一人の作家の作品が上位二つを占めるというのは、まずありませんよね。当時、それほど影響を与えた作家だということが分かります。
僕は、友達に勧められたのをきっかけに『キッチン』を読んだのですが、村上春樹と似た独特な世界観を持つ作家だなと感じました。
具体的には、文体がとても独特でオリジナリティがあります。村上春樹と同じく、読むとこれは吉本ばななの作品だとすぐ分かるような文体です。
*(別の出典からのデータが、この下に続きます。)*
PR #21206, opened 2025-02-12
feat: Allow to use `repeat_by` with (nested) lists and structs

### LINKED ISSUE #21151: Allow to use `repeat_by` with lists
### Description

Currently, trying to use `repeat_by` with a list dtype results in the following error:

```
InvalidOperationError: `repeat_by` operation not supported for dtype `list[i64]`
```

MWE:

```python
import polars as pl

df = pl.DataFrame({
    "a": [[1], [2, 3], [4, 5, 6]],
    "n": [0, 3, 1],
})
df.select(pl.col("a").repeat_by("n"))
```

Conceptually, I see no issue that this cannot be supported, lists can be repeated similarly to e.g. strings.

---

Happy to open a PR for this but I might need some guidance where to do this...

- I found `crates/polars-ops/src/chunked_array/repeat_by.rs` where `List` needs to be allowed as another dtype
- It seems like one should extend `ListFromIter` in `crates/polars-arrow/src/legacy/array/mod.rs` (e.g. with a `from_iter_list_trusted_len` method)?
- Once I'm there, I can't really figure out how to turn an iterator into a list again; `MutableListArray` seems to require concrete types and this is impossible as lists can be arbitrarily nested

That being said, the functionality to do this should already be in polars. `group_by.agg` also allows to chain arbitrary lists.

borchero:
Resolves #21151.

This PR introduces logic to use `repeat_by` with columns of arbitrarily nested lists and structs, extending the current functionality beyond primitive & binary types.

The implementation was a little hairy as the arbitrary inner dtypes of lists and structs requires plenty of dynamic type conversions. This is the first time I did something like this in polars; very about about any feedback to make the code simpler/more efficient :)

That being said... it works flawlessly with all examples that I tried :smile:

---

Very minimal performance test:

```python
import polars as pl
import numpy as np


### Primitive ###
df_primitive = df = pl.DataFrame({
    "a": np.random.randint(0, 100, size=100_000),
    "b": np.random.randint(0, 5, size=100_000)
})
# %%timeit
df_primitive.select(pl.col("a").repeat_by(pl.col("b")))
# >> 2.33 ms ± 53.8 μs per loop


### List ###
df_list = pl.DataFrame({
    "a": np.random.randint(0, 100, size=1_000_000).reshape(100_000, 10),
    "b": np.random.randint(0, 5, size=100_000)
}, schema={"a": pl.List(pl.Int64), "b": pl.Int64})
# %%timeit
df_list.select(pl.col("a").repeat_by(pl.col("b")))
# >> 12.3 ms ± 185 μs per loop
```


borchero:
@alexander-beedie (since you reacted to a comment in the issue :smile:) -- is there anything I can do to aid review here? I'd love to make use of this feature with the next polars release 😇

borchero:
@ritchie46 do you have any thoughts about this? Would love to drive this change along :)

alexander-beedie:
> @alexander-beedie (since you reacted to a comment in the issue 😄) -- is there anything I can do to aid review here? I'd love to make use of this feature with the next polars release 😇

I think it's a nice addition for sure, but not something I can approve myself (on the Rust side I'm a codeowner on the SQL interface/engine, but not the core), and @ritchie46 and @orlp and co. are _very_ busy with Polars Cloud and the new streaming engine at the moment, so there's limited bandwidth for reviews right now😅

borchero:
I see, thanks for the clarification @alexander-beedie! 🙏🏼

orlp:
@borchero I think this is valuable, but the implementation could be a lot shorter now that I've introduced array builders. Could you revert all your changes in `polars-arrow` and update `repeat_by.rs` to use the builders I've introduced in `polars-arrow`? I think by just using `arrow::array::builder::{make_builder, ArrayBuilder}` you should be able to easily implement this, all you should need is `ArrayBuilder::subslice_extend_repeated` and a final `ArrayBuilder::freeze`.

borchero:
Awesome @orlp, this sounds great, thanks for the pointers! I'll update the PR shortly :)

borchero:
This looks _much_ better now 😄 I'd think this now looks pretty much like you imagined @orlp. Two comments:

- I used `push` and `push_null` instead of `try_push` for the offsets. I didn't immediately understand why the latter would be the better choice.
- I _think_ that I also needed to build the validity bitmask (which was missing from your message) -- let me know if there's an easier way to build it :)

orlp:
Very nice work :) `push` and `push_null` is fine too, I had forgotten about the outer nullability due to null repeats.

crates/polars-ops/src/chunked_array/repeat_by.rs
```diff
@@ -111,6 +115,74 @@ fn repeat_by_binary(ca: &BinaryChunked, by: &IdxCa) -> PolarsResult<ListChunked>
...
+        },
+        // we have already checked the length
+        _ => unreachable!(),
+    }
+}
+
+fn repeat_by_generic_inner<T: PolarsDataType>(ca: &ChunkedArray<T>, by: &IdxCa) -> ListChunked {
+    arity::binary(ca, by, |arr, by| {
+        let output_length = by.iter().flatten().map(|x| *x as usize).sum();
+        let mut builder = make_builder(arr.dtype());
```
orlp, line 158: Can you move the creation of `builder` outside of the inner loop? You'll also have to change `.freeze()` into `.freeze_reset()`. You'll need to compute the datatype to pass in yourself using `ca.dtype().to_arrow(CompatLevel::newest)`.

crates/polars-ops/src/chunked_array/repeat_by.rs
```diff
@@ -111,6 +115,74 @@ fn repeat_by_binary(ca: &BinaryChunked, by: &IdxCa) -> PolarsResult<ListChunked>
...
+        let mut validity = BitmapBuilder::with_capacity(output_length);
+        let mut offsets = Offsets::<i64>::with_capacity(output_length);
```
orlp, line 160: Can you add a `builder.reserve(output_length)` call?

orlp (changes requested):

orlp (approved):

orlp:
@borchero Thanks for your contribution. Sorry the review took so long :)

短編集と言いまいたが、最初の二つ『キッチン』と『満月 キッチン2』は、明確な続編となっています。この二つについて、簡単にですが考察、解釈を書いてみます。
それでは、あらすじから!
あらすじ
桜井みかげは祖母と二人暮らしをする大学生。
両親は若死にし、中学に上がる頃に、祖父も死んでしまう。
それからは、祖母と二人で暮らしてきた。
ついに祖母も死んでしまう。
しかし、みかげは祖母が亡くなったという事実を上手く呑み込めない。
そんなある日、祖母の行きつけの花屋でアルバイトをしている、雄一の家で暮らすこととなる。
雄一とその風変わりな母親との居候生活を通して、みかげは人間の死と生に向き合っていく……。
人間はひとりぼっちな生き物

私がこの世でいちばん好きな場所は台所だと思う。
『キッチン』といえば、この冒頭です。
みかげにとってキッチンは、自らの居場所、心の拠り所を表します。
みかげは、家族をあまりに早く失ってしまったため、精神的な強さの裏に淋しさを抱え、人間の生に対する諦めの様なものを持っています。
いつか必ず、誰もが時の闇の中へちりぢりになって消えていってしまう。
死に囲まれて生きてきた彼女にとって、生を感じさせる寝室などは、返って死を想起させ落ち着きません。キッチンは、みかげにとって、生と死の蝶番になる様な場所なんだと思います。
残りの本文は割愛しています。